# Description of the task
Reprint every line of the data, keeping each character intact.

··· Supplied records ···

Issue #684, opened 2022-01-04
Move map and bindings entries


mainej:
When I'm editing a map I often want to move one key/value pair before the prior pair (or after the next pair). Similarly, in a let binding, I often want to move a binding form and its value before the prior form (or after the subsequent form). This is a rote transformation, but it often takes many steps. This is especially true if the first or last pair is changing, because line-wise changes in the editor tend to break the structure of the map or binding, because they move the opening or closing brackets.

For example, if I'm on the `:b 2` line in this form:

```clojure
            {:a 1
             :b 2
             :c 3}
```
I'd like to be able to move it up, like so:
```clojure
            {:b 2
             :a 1
             :c 3}
```
Or down, like so:
```clojure
            {:a 1
             :c 3
             :b 2}
```

Ideally, comments would stay "affiliated" to their respective pairs. For example, consider the comments related to `:b` below, both on the line before it and on the same line, at the end.
```clojure
            {:a 1 ;; comment after a
             ;; comment before b
             :b 2 ;; comment after b
             ;; multiline
             ;; comment for c
             :c 3}
```
This would become (moving up):
```clojure
            {;; comment before b
             :b 2 ;; comment after b
             :a 1 ;; comment after a
             ;; multiline
             ;; comment for c
             :c 3}
```
Or (moving down):
```clojure
            {:a 1 ;; comment after a
             ;; multiline
             ;; comment for c
             :c 3
             ;; comment before b
             :b 2 ;; comment after b
             }
```

> Note an edge case demonstrated in the last example: because of the comment `;; comment after b`, the closing bracket of the map needs to be put on its own line, to avoid being commented out.

Would you be willing to add this refactoring to clojure-lsp? Or is there an established way to extend the code actions that clojure-lsp exposes?

I have a prototype that does the described refactoring. It preserves affiliated comments, as described above. It uses `clj-rewrite` and operates on strings, but doesn't have a full editor integration which is why I'm asking here. I'm not sure it's very idiomatic use of `clj-rewrite`, but it at least proves it's possible. Anyway, I'd be happy to share that code.

ericdallo:
@mainej It's been on my mind to add this feature for some time but I never had the time, the issue with that is the comments manipulation, if you have a code that provides this feature and want to share, I'd make things a lot easier :)

mainej:
@ericdallo I'm happy to share... see below. 

[...]

PR #701, opened 2022-01-18
Extend move-coll-entry to elementwise movements

mainej:
Originally `move-coll-entry` moved elements in vectors and maps in a pairwise fashion. This extends `move-coll-entry` so that it will move element-wise instead.  That is, it will move a pair of elements in some situations but a single element in others. It tries to be smart about which situation it is being called in. It will move pairwise in maps and vectors that establish bindings, and element-wise in sets, lists and regular vectors.

As before, it does its best to preserve comment affiliation. Comments will be kept near the element as it moves, including comments that appear on the lines before an element or a comment at the end of the same line as the element.

/cc @snoe, who originally suggested this addition to move-coll-entry in #684.

### DIFF
--- a/CHANGELOG.md
+++ b/CHANGELOG.md
@@ -15,7 +15,7 @@
   - Improve 'create function' refactor code action handling multiple cases. #682
   - Fix 'resolve macro as ...' code action not working.
   - Fix `showDocumentRequest` issues when triggered via some refactor code action.
-  - Add new code actions + commands `Move coll entry down` and `Move coll entry up` to move map/vectors pair entries. #684
+  - Add new code actions + commands `Move coll entry down` and `Move coll entry up` to move entries within collections. #684, #701
 
 - API/CLI
   - Make `format`, `clean-ns` and `rename` features not need to scan whole classpath, analyzing only project code improving performance a lot.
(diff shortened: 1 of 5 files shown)


mainej:
FWIW, I could have implemented this as separate actions: two for pairwise up/down and two for element-wise up/down, which would mean four keybindings. Having separate keybindings is more precise, but I'd rather commit one pair of keybindings to muscle memory, which is why I made element-wise movement an extension of move-coll-entry. There's a small chance it won't cover every use-case (like swapping keys with values) but personally I'm OK with doing that the old fashioned way.

ericdallo:
@mainej sounds great to me, thank you! I'll take a look tonight and test it

mainej:
@ericdallo I've pushed a few clean-ups to this PR. Since doing that one of the integration tests fails intermittently. I _think_ it's just a flaky test, but it's possible something I changed broke it. Let me know if I can help track down the problem.

ericdallo:
@mainej, unfortunately, we have one or other flaky integration-test, but usually re-runing fix it.
Also, I'll test your changes right now

ericdallo:
Thank you for the huge contribution!
Looks good to me and I didn't find any issues manually testing it

mainej:
Great, thanks @ericdallo! And thanks for fitting this review in between the big refactoring you have going on. Looks like lots of changes!

ericdallo:
Yes, I hope that help in the future we break the project or separate features for a more modular project :)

···

# Response box
Issue #684, opened 2022-01-04
Move map and bindings entries


mainej:
When I'm editing a map I often want to move one key/value pair before the prior pair (or after the next pair). Similarly, in a let binding, I often want to move a binding form and its value before the prior form (or after the subsequent form). This is a rote transformation, but it often takes many steps. This is especially true if the first or last pair is changing, because line-wise changes in the editor tend to break the structure of the map or binding, because they move the opening or closing brackets.

For example, if I'm on the `:b 2` line in this form:

```clojure
            {:a 1
             :b 2
             :c 3}
```
I'd like to be able to move it up, like so:
```clojure
            {:b 2
             :a 1
             :c 3}
```
Or down, like so:
```clojure
            {:a 1
             :c 3
             :b 2}
```

Ideally, comments would stay "affiliated" to their respective pairs. For example, consider the comments related to `:b` below, both on the line before it and on the same line, at the end.
```clojure
            {:a 1 ;; comment after a
             ;; comment before b
             :b 2 ;; comment after b
             ;; multiline
             ;; comment for c
             :c 3}
```
This would become (moving up):
```clojure
            {;; comment before b
             :b 2 ;; comment after b
             :a 1 ;; comment after a
             ;; multiline
             ;; comment for c
             :c 3}
```
Or (moving down):
```clojure
            {:a 1 ;; comment after a
             ;; multiline
             ;; comment for c
             :c 3
             ;; comment before b
             :b 2 ;; comment after b
             }
```

> Note an edge case demonstrated in the last example: because of the comment `;; comment after b`, the closing bracket of the map needs to be put on its own line, to avoid being commented out.

Would you be willing to add this refactoring to clojure-lsp? Or is there an established way to extend the code actions that clojure-lsp exposes?

I have a prototype that does the described refactoring. It preserves affiliated comments, as described above. It uses `clj-rewrite` and operates on strings, but doesn't have a full editor integration which is why I'm asking here. I'm not sure it's very idiomatic use of `clj-rewrite`, but it at least proves it's possible. Anyway, I'd be happy to share that code.

ericdallo:
@mainej It's been on my mind to add this feature for some time but I never had the time, the issue with that is the comments manipulation, if you have a code that provides this feature and want to share, I'd make things a lot easier :)

mainej:
@ericdallo I'm happy to share... see below. 

[...]

PR #701, opened 2022-01-18
Extend move-coll-entry to elementwise movements

mainej:
Originally `move-coll-entry` moved elements in vectors and maps in a pairwise fashion. This extends `move-coll-entry` so that it will move element-wise instead.  That is, it will move a pair of elements in some situations but a single element in others. It tries to be smart about which situation it is being called in. It will move pairwise in maps and vectors that establish bindings, and element-wise in sets, lists and regular vectors.

As before, it does its best to preserve comment affiliation. Comments will be kept near the element as it moves, including comments that appear on the lines before an element or a comment at the end of the same line as the element.

/cc @snoe, who originally suggested this addition to move-coll-entry in #684.

### DIFF
--- a/CHANGELOG.md
+++ b/CHANGELOG.md
@@ -15,7 +15,7 @@
   - Improve 'create function' refactor code action handling multiple cases. #682
   - Fix 'resolve macro as ...' code action not working.
   - Fix `showDocumentRequest` issues when triggered via some refactor code action.
-  - Add new code actions + commands `Move coll entry down` and `Move coll entry up` to move map/vectors pair entries. #684
+  - Add new code actions + commands `Move coll entry down` and `Move coll entry up` to move entries within collections. #684, #701
 
 - API/CLI
   - Make `format`, `clean-ns` and `rename` features not need to scan whole classpath, analyzing only project code improving performance a lot.
(diff shortened: 1 of 5 files shown)


mainej:
FWIW, I could have implemented this as separate actions: two for pairwise up/down and two for element-wise up/down, which would mean four keybindings. Having separate keybindings is more precise, but I'd rather commit one pair of keybindings to muscle memory, which is why I made element-wise movement an extension of move-coll-entry. There's a small chance it won't cover every use-case (like swapping keys with values) but personally I'm OK with doing that the old fashioned way.

ericdallo:
@mainej sounds great to me, thank you! I'll take a look tonight and test it

mainej:
@ericdallo I've pushed a few clean-ups to this PR. Since doing that one of the integration tests fails intermittently. I _think_ it's just a flaky test, but it's possible something I changed broke it. Let me know if I can help track down the problem.

ericdallo:
@mainej, unfortunately, we have one or other flaky integration-test, but usually re-runing fix it.
Also, I'll test your changes right now

ericdallo:
Thank you for the huge contribution!
Looks good to me and I didn't find any issues manually testing it

mainej:
Great, thanks @ericdallo! And thanks for fitting this review in between the big refactoring you have going on. Looks like lots of changes!

ericdallo:
Yes, I hope that help in the future we break the project or separate features for a more modular project :)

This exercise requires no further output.